What makes this protocol slow is that it requires a total of four
messages, including the messages with the transaction and the prepare
request. The major problem is not the amount of network traffic required
to handle the synchronization, but the latency introduced by the network
and by processing the commit on the slave, together with the fact that the
commit is blocked on the master until all the slaves have acknowledged the
transaction. In contrast, asynchronous replication requires only a single
message to be sent with the transaction. As a bonus, the master does not
have to wait for the slave, but can report the transaction as committed
immediately, which improves performance significantly.
So why is it a problem that synchronous replication blocks each
commit while the slaves process it? If the slaves are close to the master
on the network, the extra messages needed by synchronous replication make
little difference, but if the slaves are not nearby—maybe in another town
or even on another continent—it makes a big difference.
Table 1
shows some examples for a server that can commit 10,000
transactions per second. This translates to a commit time of 0.1 ms (but
note that some implementations, such as MySQL Cluster, are able to process several commits in
parallel if they are independent). If the network latency is 0.01 ms (a
number we’ve chosen as a baseline by pinging one of our own computers),
the transaction commit time increases to 0.14 ms, which translates to
approximately 7000 transactions per second. If the network latency is 10
ms (which we found by pinging a server in a nearby city), the transaction
commit time increases to 40.1 ms, which translates to about 25
transactions per second! In contrast, asynchronous replication introduces
no delay at all, because the transactions are reported as committed
immediately, so the transaction commit time stays at the original 10,000
per second, just as if there were no slaves.
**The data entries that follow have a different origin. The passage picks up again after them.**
Issue #1964, opened 2017-02-25
Sending messages from KSC to vessel


zegkljan:
kOS processors can send and receive messages. But there is basically no way of sending data to vessels from the KSC (imagine sending instructions). The only way (that I'm aware of) of emulating this is that the vessel checks the archive (when it has connection to KSC) and looks for specific files it can copy over and run them.

I thought of a new mechanism of sending data to the vessel(s) from KSC, without the vessel being an active participant, just a receiver. I imagine it could work like this: when flying a vessel, the kOS UI would provide a "console" (or something like it) where the player could type arbitrary string* and then hit "send" and the message would be sent to the active vessel (or maybe, if multiple vessels are loaded, the player could choose from them) as a proper ``Message``. The vessel would then receive it in exactly the same way it would when sent from another vessel/processor, except the ``SENDER`` would be some constant representing KSC.

*Or bool, or number or maybe an arbitrary serializable kOS object, i.e. anything that can be the content of a ``Message``. The language could be something like JSON but with kOS data structures, i.e. a subset of kOS.

PR #1972, opened 2017-03-08
Ksc messages [NOT READY]

zegkljan:
So, I got a little bored (well, not really) and just went ahead and implemented what I proposed in #1964.

If you want to see it in "action", you can view a few screenshots here: http://imgur.com/a/dUyR0

I added a single new button to the main kOS window (the one that has the list of loaded processors) that allows to open an "uplink channel" to the currently active vessel. When opened a window very similar to the one used to edit source files appears. In this window the player can type whatever she wants to. Then she can hit the Send button and the content of the window is sent as a string with a proper delay (to home since we are sending from KSC).

Now, there are some things that are kind of hackish. Before this, the ``SENDER`` of a message was either ``Vessel`` that corresponded to the sender or it was ``False``. Now I needed to distinguish one extra case - the sender is the KSC. I achieved this by setting the ``SENDER`` to ``True`` when this is the case, but ``HASSENDER`` still returns false. In other words, the new "sender table" looks like this:

- ``HASSENDER`` is true, ``SENDER`` is a vessel: ``SENDER`` contains the vessel that sent the message
- ``HASSENDER`` is false, ``SENDER`` is false: the message was sent from a vessel that no longer exists
- ``HASSENDER`` is false, ``SENDER`` is true: the message was sent from KSC

In order to do that I modified the ``GetVesselTarget()`` method of ``MessageStructure``.

The other hackish thing is the way I represent the actual sender when the message is built. The ``Message.Create()`` needs a ``VesselTarget`` to be the sender. Therefore I created a new class ``KscTarget`` that is a singleton. I also made the method ``GetGuid()`` in ``VesselTarget`` virtual so that ``KscTarget`` can override it. When doing the ``GetVesselTarget()`` in ``MessageStructure``, if no vessel is found (via ``GetVessel()``), the singleton ``KscTarget``'s guid is checked for equality with the message's vessel.

Be warned that this is effectively my first touch on KSP mods and C# as well (apart from the regexp matching on part tags I have already done) so feel free to bash my head because all the mistakes I have done (which I'm not aware of).

The reason of the [NOT READY] thing is that I have no idea whether I have done it in a good way, and also because the documentation is not updated.

### DIFF
--- a/src/.vscode/tasks.json
+++ b/src/.vscode/tasks.json
@@ -1,0 +1,26 @@
+{
+    // See https://go.microsoft.com/fwlink/?LinkId=733558
+    // for the documentation about the tasks.json format
+    "version": "0.1.0",
+    "windows": {
+        "command": "msbuild"
+    },
+    "linux": {
+        "command": "xbuild"
+    },
+    "args": [
+        // Ask msbuild to generate full paths for file names.
+        "/property:GenerateFullPaths=true"
+    ],
+    "taskSelector": "/t:",
+    "showOutput": "silent",
+    "tasks": [
+        {
+            "taskName": "build",
+            // Show the output window only if unrecognized errors occur.
+            "showOutput": "silent",
+            // Use the standard MS compiler pattern to detect errors, warnings and infos
+            "problemMatcher": "$msCompile"
+        }
+    ]
+}
--- a/src/kOS/Communication/KscTarget.cs
+++ b/src/kOS/Communication/KscTarget.cs
@@ -1,0 +1,25 @@
+using System;
+using kOS.Suffixed;
+
+namespace kOS.Communication
+{
+    [Safe.Utilities.KOSNomenclature("KscTarget", KOSToCSharp = false)]
+    public class KscTarget : VesselTarget {
+        private static readonly KscTarget kscTarget = new KscTarget();
+
+        public static KscTarget Instance
+        {
+            get {
+                return kscTarget;
+            }
+        }
+        
+        private KscTarget()
+        {}
+
+        public override Guid GetGuid()
+        {
+            return Guid.Empty;
+        }
+    }
+}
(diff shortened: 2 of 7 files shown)


Dunbaratu:
This looks like a good idea.  I haven't had time to look at the code yet because I had my head buried in the GUI system and the fonts changes.  But it looks good and we should get around to looking at it.

As I understand it, it provides a way for you to send a message using the inter-vessel comms system from the KSC to a vessel.  Presumably the message has to be a string.

zegkljan:
Yes, exactly - you open a dedicated window where you write whatever you want and then hit Send and (after a delay, if any) the vessel receives the message with that string as the content.

I thought a little bit about sending more than strings but that would need one of two things:

- literals for lexicons and lists that are currently not in the language (or at least I think so)
- ability to run kOS code outside the vessel (in the KSC) that would do the message sending - that would probably be quite complicated as a load of variables that are usually there would not be, only some things would be allowed, etc.

Anyway, I decided to go the simplest way and just send strings for now. It is the receiver's business to parse it. In the future, if the lexicon and list literals show up, it should be easy to integrate - e.g. a checkbox would be added to the window that would tell whether I want to parse it or just send as string and then upon sending the message the typed stuff would be parsed.

hvacengi:
I'm moving the `[Not Ready]` title to a `Pending Documentation` label.  We can start working on reviewing the code while you figure out the documentation side.  Plus then we know that if it looks like we can handle the documentation easily enough we can do it during the code review.

zegkljan:
Everything should be documented. The only exception is the ``/_images/general/controlPanelWindow.png`` which should to be redone to reflect other changes too. For the time being I added a small TODO just above that picture in ``/general/settingsWindows.rst``.

Dunbaratu:
Thanks.  I'm digging through some older issues and PR's so it may be a day or two before I look at this.

sebseb7:
give the space center its own cpu and gui

zegkljan:
@sebseb7 Yes, that would be awesome. However, it would be also a lot of work (a lot of things in kerboscript assumes that there is a vessel to control, e.g. the whole SHIP variable) which for me is too much, as I don't know C# very much and also I know next to nothing about how kOS is internally organized. I thought this could be a first step towards what might be a KSC-side CPU.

Table 1. Typical slowdowns caused by synchronous replication
Latency
(ms) | Transaction commit time
(ms) | Equivalent transactions
per second | Example
case |
---|
0.01 | 0.14 | ~7,100 | Same
computer |
0.1 | 0.5 | ~2,000 | Small LAN |
1 | 4.1 | ~240 | Bigger LAN |
10 | 40.1 | ~25 | Metropolitan
network |
100 | 400.1 | ~2 | Satellite |
The performance of asynchronous replication comes at the price of
consistency. Recall that in asynchronous replication the
transaction is reported as committed immediately,
without waiting for any acknowledgment from the
slave. This means the master may consider the transaction committed when
the slave does not. As a matter of fact, it might not even have left the
master, but is still waiting to be sent to the slave.
There are two problems with this that you need to be aware
of:
In the event of crashes on the master, transactions can
“disappear.”
A query executed on the slaves might return old data.